I DON'T CARE WHAT THEY SAY ABOUT "YOUR HIGHER POWER CAN BE ANYTHING," THEY FUCKING LIE! It was full-court, balls to the wall Jesus all the time. The same little clique of Bible-thumping drama-queens and attention-whores (of both genders) kept seizing the podium to humble-brag about their sobriety.

After Meeting #1, I already had enough and asked if there was a secular meeting. One of the women present said: "No. I heard there used to be a secular group in North Hollywood, but they were like devil-worshippers and stuff."

Good grief. I was actually told that. In Los Angeles. In the (then) 20th century.

I just served my time and got done with it. Finally did smoke out another non-believer, so we could quietly support each other via eye-rolling and other non-verbal insubordination. Nice guy, who got a DUI when the cop asked him to get off his Harley and he managed to fall down and pull it on top of himself. Even he thought that was funny.

 

Warren Stupidity

(48,181 posts)
4. I'm wondering if you are going to play all nice and everything in here and just restrict
Wed Oct 15, 2014, 10:30 PM
Oct 2014

your attacks on the people who post here regularly to that other forum?

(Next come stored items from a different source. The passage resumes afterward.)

PR #302, opened 2023-11-11
Added markdown shortcuts for bold and italic font style (ctrl+b,ctrl+i)

Yashraj7890:
Markdown shortcuts for bold and italic

The user can now style the font to bold and italic by using ctrl+b and ctrl+i shortcuts respectively.

Behavior:

Once the user presses any of the above mentioned shortcut keys after selecting some text, the text will be wrapped around "* *" or "_ _" to ensure that the text gets styled accordingly when the message is actually sent.
If the shortcut keys are pressed while no text is selected, the symbols will still appear but with the cursor between them.

The video below depicts the actual behavior:

https://github.com/RocketChat/EmbeddedChat/assets/98230836/86b34b9f-323d-43fe-955a-1df347edf8d0

### DIFF
--- a/packages/react/src/components/ChatInput/ChatInput.js
+++ b/packages/react/src/components/ChatInput/ChatInput.js
@@ -342,6 +342,30 @@ const ChatInput = () => {
                 // new line with shift enter. do nothing.
                 return;
               }
+              if (e.ctrlKey && e.key === 'i') {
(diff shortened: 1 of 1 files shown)


abhinavkrin (approved):
Thanks @Yashraj7890. This looks good to me.

PR #345, opened 2023-12-07
Implemented tooltips using MUI

Yashraj7890:
Successfully implemented tooltips by using Material UI with support for touch screen devices.

The video below displays the behavior:

https://github.com/RocketChat/EmbeddedChat/assets/98230836/8f37c314-aee2-4495-a015-2729591e755d

### DIFF
--- a/package.json
+++ b/package.json
@@ -16,5 +16,10 @@
     "esbuild": "^0.17.19",
     "lerna": "^6.6.2",
     "typescript": "^5.1.3"
+  },
+  "dependencies": {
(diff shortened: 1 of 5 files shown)


Yashraj7890:
😅Got it.
@abhinavkrin I'm thinking on implementing the Tooltip component just like the MUI library.
 
Let us suppose we want a tooltip to displayed whenever we hover or press and hold over a particular component.
so the code would go like this :

<tooltip>
<>the desired component</>
</tooltip>

should I go ahead with this?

And if so, what exactly is up with that?

edgineered

(2,101 posts)
5. What is up with that? I'll answer.
Wed Oct 15, 2014, 10:55 PM
Oct 2014

In my reply to the OP, another poster made a statement regarding presumption of motivation in others. I asked if a more direct statement should be made, and was told, 'you should'. Hence inviting an attack from a defensive position, a mental and verbal exercise ensued. A game, a chess match if you will. I can be many things and function in many arenas, not taking mere words or expressions of feelings as personal vendettas, nor delivering them with such intent. I have no enemies, there is no one I hate, there is no one I dislike. There are people I avoid.

But still another question?

 

AlbertCat

(17,505 posts)
6. I got caught speeding with a roach in the ash ashtray
Fri Oct 17, 2014, 05:12 PM
Oct 2014

But since the cop didn't "smell" anything (his reason for searching the car) until after he was returning my license and reg, and because I obviously wasn't under the influence of anything (I hadn't smoked) I got off easy.

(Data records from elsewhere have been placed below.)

PR #348, opened 2023-12-07
Implemented custom Tooltips 

Yashraj7890:
Successfully implemented custom tooltips with support for touch and hold action on touch screen devices.

Usage :

import {Tooltip} from '../Tooltip';

```
<Tooltip text="desired text" position="desired position">
<></>// tooltip will be activated for this element
</Tooltip>

```

https://github.com/RocketChat/EmbeddedChat/assets/98230836/fb2fa865-da46-4e25-8f2f-1b40139d2556


abhinavkrin (changes requested):
Great Work! I have also added some suggestions.

Yashraj7890:
Hey @abhinavkrin I have modified the code to make it more modular so that more positions can be added to the tooltip and the styles of the tooltip and the tooltipArrow can be modified accordingly however using emotion css in this case will reduce the modularity as I will be bound to use template literals here for each modification that must be made to align the tooltip and the tooltip arrow accordingly which will also reduce the readability. 

(the tooltip arrow must be rotated, and the position must be changed when the tooltip position changes and the code has been modified in such a way that this behavior can be injected easily but using emotion will result out in use of multiple template literals for conditional rendering)



https://github.com/RocketChat/EmbeddedChat/assets/98230836/17043fa0-318f-4330-98b3-29448169855a

abhinavkrin (approved):
Thanks @Yashraj7890 , The code looks cleaner now and the arrow is also great.

PR #151, opened 2023-10-25
Statistics page

snenenenenenene:
- added statistics to the data quality page
- moved handledBy code from index to agenda item model
- added business logic to the data quality route
- moved the data quality badge up
- added a municipality filter to the data quality
- added loading functionality to the data quality


app/controllers/data-quality.ts
```diff
@@ -0,0 +1,78 @@
...
+
+  get totalAgendaItemsWithoutTitleAndDescription(): number {
+    const model = this.model as AgendaItem[];
+    return model.filter((item: AgendaItem) => item.handledBy).length;
+  }
+
+  get topTenGoverningBodies(): number {
+    const model = this.model as AgendaItem[];
+    return model.filter((item: AgendaItem) => item.handledBy).length;
+  }
```
aliokan, line 77: **Blocker:** These methods doesn't seems to be used

app/routes/data-quality.ts
```diff
@@ -1,3 +1,191 @@
...
+      // resolve the promises
+      agendaItemsPerGoverningBodyClassification = await Promise.all(
+        agendaItemsPromises
+      );
+
+      agendaItemsPerGoverningBodyClassification =
+        agendaItemsPerGoverningBodyClassification.map((item) => ({
+          ...item,
+          percentage:
+            ((item.count || 0) / (getCount(totalCountAgendaItems) || 1)) * 50,
```
aliokan, line 143: **Nitpick:** `getCount(totalCountAgendaItems)` is executed 6 times. What about execute once and use the result everywhere?

app/routes/data-quality.ts
```diff
@@ -1,3 +1,191 @@
...
+      const agendaItemsWithVoteOrVoters: AdapterPopulatedRecordArrayWithMeta<VoteModel> =
+        await this.store.query('vote', {
+          'filter[:or:][handled-by][subject][sessions][governing-body][is-time-specialization-of][administrative-unit][location][label]':
+            params.municipalityLabel || undefined,
+          'filter[:or:][handled-by][subject][sessions][governing-body][administrative-unit][location][label]':
+            params.municipalityLabel || undefined,
+          size: 1,
+        });
+
+      return {
```
aliokan, line 163: **Nitpick:** In order to improve the readability. Can you keep the return object simple and execute all the computations before?

app/routes/data-quality.ts
```diff
@@ -1,3 +1,191 @@
...
+            100
+        ),
+        agendaItemsPerGoverningBodyClassification:
+          // first sort by label then sort by count descending set total at the begining of the array
+          agendaItemsPerGoverningBodyClassification
+            .sort((a, b) =>
+              (a.classification || '').localeCompare(b.classification || '')
+            )
+            .sort((a, b) => (b.count || 0) - (a.count || 0))
+            .sort((a, b) => (a.classification === 'Totaal' ? -1 : 0)),
```
aliokan, line 182: **Blocker:** Chaining `sort` calls will not have the effect that you describe in the comment. Here only the latest sort() will have effect. To do what it expected, you have to merge all code in one `sort` method. You can find an example of multicriterial sorting here: https://dev.to/markbdsouza/js-sort-an-array-of-objects-on-multiple-columns-keys-2bj1

aliokan (changes requested):
@snenenenenenene I left some comments ;)

app/routes/data-quality.ts
snenenenenenene: @aliokan I've resolved everything except for the sort. I can't get it to work the way it does currently using multicriterial sorting :/

aliokan (changes requested):
@snenenenenenene After this round, we should good to go :ping_pong:

app/routes/data-quality.ts
```diff
@@ -1,3 +1,197 @@
...
+      agendaItemsPerGoverningBodyClassification =
+        agendaItemsPerGoverningBodyClassification.map((item) => ({
+          ...item,
+          percentage: ((item.count || 0) / (totalCountAgendaItems || 1)) * 50,
+        }));
+
+      agendaItemsPerGoverningBodyClassification.push({
+        classification: 'Totaal',
+        count: totalCountAgendaItems || 0,
+        percentage: 50,
```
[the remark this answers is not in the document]
snenenenenenene: On smaller screens the graph gets buggy if it is at 100% width so I hardcode it at 50% so it's pretty much always clearly visible on classifications with long string lengths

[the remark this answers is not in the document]
aliokan: I prefer to keep data meaningful, and adapt data at the last place when it's needed. In other words, keep `percentage: 100` in data and divide the percentage in the template with a comment that explain why it's divided in 2. It will help the next developer or you in few weeks ;)

app/templates/data-quality.hbs
```diff
@@ -40,17 +40,6 @@
...
-          <div
-            class="au-u-flex au-u-flex--spaced-small au-u-flex--vertical-center"
-          >
-            <AuBadge @icon="dash" @skin="warning" @size="small" />
-            <p>
-              Er zijn documenten gevonden of meldingen ontvangen met dit
-              optioneel in te vullen attribuut
-            </p>
-          </div>
-        </Item>
```
aliokan, line 53: **Question:** Is it removed on purpose?

aliokan (approved):
@snenenenenenene There is no blocker anymore. I left some nitpick if you want polish a bit.

app/templates/data-quality.hbs
snenenenenenene: It has not been implemented, so I removed it :)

I was sent to 15 NA meetings. I was to right a little essay after each meeting telling what I learned.

This was cruel and unusual punishment!

What I learn was NA is a religious cult. I leaned some folks are hooked on NA meetings. I learned the churches charged the group rent for the rooms they used. I learned only one group (I went to several different ones) was racially mixed. I learned the meetings were big pity parties with no professionals to guide or inform the people there. I learned the young ones were particularly hostile and mean.

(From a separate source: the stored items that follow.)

PR #156, opened 2023-11-03
Simplify daterange component

aliokan:
@snenenenenenene This a proposal to simplify the way that error handling is managed on the component. 

It fix 2 broken behaviors : 
- When remove the value of start or end input date, the URL is not updated (date not removed) due to `isDateComplete`; 
image

- When both inputs have errors, and you fix one, the error still visible. 
image


snenenenenenene (approved):
LGTM!!

PR #163, opened 2023-11-10
fix: :bug: added overflow class to safeguard small home component

snenenenenenene:


aliokan (approved):
Tested locally, it works

PR #167, opened 2023-11-15
Improve help and data-quality text

aliokan:
image

image


aliokan:
As it's only text, I force merge to create the new release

I learned, were I a narcotics abuser, NA would be useless.

My lawyer told me my essays would not please the judge. I said "they didn't tell me to please the judge." But there was no way I was doing it again. I started screaming into the phone that the state had sent me to a religious cult full of narcotic users because of a roach..... My lawyer cut me off and told me to write one little essay and not to be harsh. I did. That was the end of it.